A description/proof of that subset on topological subspace is closed iff there is closed set on base space whose intersection with subspace is subset
Topics
About: topological space
The table of contents of this article
Starting Context
- The reader knows a definition of subspace topology.
- The reader knows a definition of closed set.
Target Context
- The reader will have a description and a proof of the proposition that any subset on any topological subspace is closed if and only if there is a closed set on the base space whose intersection with the subspace is the subset.
Orientation
There is a list of definitions discussed so far in this site.

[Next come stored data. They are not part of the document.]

Issue #576, opened 2020-03-05
Custom debug handler support for X3


saki7:
In Spirit.Qi, we had `qi::debug(...)` function for specifying custom debug handler. 
https://github.com/boostorg/spirit/blob/889babc3839e12ac0bba448ecd7150956d17c783/include/boost/spirit/home/qi/nonterminal/debug_handler.hpp#L75-L123

However in X3's current implementation, `simple_trace` is hard-coded:

https://github.com/boostorg/spirit/blob/889babc3839e12ac0bba448ecd7150956d17c783/include/boost/spirit/home/x3/nonterminal/detail/rule.hpp#L60-L91

I'd love to see custom debug handler support in X3.

theodelrieu:
I have the same need, it's very hard to debug what's going on with all those numbers

djowel:
Would anyone care to submit a PR?

theodelrieu:
Sure, I wonder if one should be able to fully customize the handler, or if it's sufficient to add a customization point for `token_printer_debug` (in `support/traits/print_token.hpp`).

djowel:
I'd personally prefer customization points. Start with something usable but simple, then we can improve the API as needed.

theodelrieu:
I'll tackle this next week, I have to write a patch to make `char32_t` the `char_type` of the `unicode` encoding, which can have an impact on how to solve this unicode debug handler problem.

PR #634, opened 2020-12-31
Use char32_t as unicode encoding char_type

theodelrieu:
Allows to use a `symbols_parser` with unicode encoding.

### DIFF
--- a/include/boost/spirit/home/support/char_encoding/unicode.hpp
+++ b/include/boost/spirit/home/support/char_encoding/unicode.hpp
@@ -22,7 +22,7 @@ namespace boost { namespace spirit { namespace char_encoding
     ///////////////////////////////////////////////////////////////////////////
     struct unicode
     {
-        typedef ::boost::uint32_t char_type;
+        typedef char32_t char_type;
         typedef ::boost::uint32_t classify_type;
 
     ///////////////////////////////////////////////////////////////////////////
--- a/include/boost/spirit/home/support/char_set/range_functions.hpp
+++ b/include/boost/spirit/home/support/char_set/range_functions.hpp
@@ -47,14 +47,14 @@ namespace boost { namespace spirit { namespace support { namespace detail
         // another range 'other', so we can merge them
 
         typedef typename Range::value_type value_type;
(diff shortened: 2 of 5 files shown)


theodelrieu:
@djowel I did let some duplicated code in the second commit, let me know where I should put this helper ;)

Kinda fixes #576 (it only fixes the default handler).

djowel:
Nice! I've been wanting to do that for a long time! Looks good to me. I'll wait for CI to finish (hopefully it will!).

theodelrieu:
It seems that some C++03 jobs break, I couldn't reproduce on my Linux box with `cxxflags="-std=c++03"`. The logs do not mention anything related to the patch though, are those failure happening on `develop` already?

djowel:
> It seems that some C++03 jobs break, I couldn't reproduce on my Linux box with `cxxflags="-std=c++03"`. The logs do not mention anything related to the patch though, are those failure happening on `develop` already?

Does not seem to be related alright. Hmmm...

djowel:
I'll merge this now. 

The CI failures look odd. It seems the same tests are passing with the same compiler in other instances. It seems the c++03 mode are the ones that are failing. Maybe it's time to get rid of c++03 mode to lessen the burden of maintenance. In any case, the issue with test is illerevant here.

Kojoley:
No, they are not odd, the cause is `char32_t` which does not exist in C++03.

djowel:
> No, they are not odd, the cause is `char32_t` which does not exist in C++03.

Ah darned! Of course! I should have inspected the error messages more closely. Can you fix this @theodelrieu ? I'm thinking about removing support for c++03, but that will not happen anytime soon.

djowel:
> I'm thinking about removing support for c++03, but that will not happen anytime soon.

And that will involve a lot of work as well. So our best option is to fix this issue for now.

djowel:
@theodelrieu , I reverted the merge for now pending the fix for c++03: https://github.com/boostorg/spirit/pull/635

theodelrieu:
Oops, I'll fix it.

There is a list of propositions discussed so far in this site.
Main Body
1: Description
For any topological space, \(T\), and its subspace, \(T_1 \subseteq T\), any subset, \(S \subseteq T_1\), is closed on \(T_1\) if and only if there is a closed set, \(C \subseteq T\), such that \(S = C \cap T_1\).
2: Proof
Suppose that there is a \(C\). \(T_1 \setminus S = T_1 \setminus (C \cap T_1) = (T \setminus C) \cap T_1\), because for any point, \(p \in T_1 \setminus (C \cap T_1)\), \(p \notin C \cap T_1\), \(p \notin C\), \(p \in T \setminus C\), so, \(p \in (T \setminus C) \cap T_1\); for any point, \(p \in (T \setminus C) \cap T_1\), \(p \in T \setminus C\), \(p \notin C\), \(p \notin C \cap T_1\), \(p \in T_1 \setminus (C \cap T_1)\). So, \(T_1 \setminus S\) is open on \(T_1\), and \(S\) is closed on \(T_1\).
Suppose that \(S\) is closed on \(T_1\). \(T_1 \setminus S\) is open on \(T_1\), so, \(T_1 \setminus S = U \cap T_1\) where \(U \subseteq T\) is open on \(T\). \(S = (T \setminus U) \cap T_1\), because for any point, \(p \in S\), \(p \in T \setminus U\), because otherwise, \(p \in U\) then \(p \in T_1 \setminus S\), a contradiction, \(p \in (T \setminus U) \cap T_1\); for any \(p \in (T \setminus U) \cap T_1\), \(p \in S\), because otherwise, \(p \notin S\), \(p \in T_1 \setminus S\), \(p \in U \cap T_1\), \(p \in U\), a contradiction. \(C\) can be take to be \(T \setminus U\).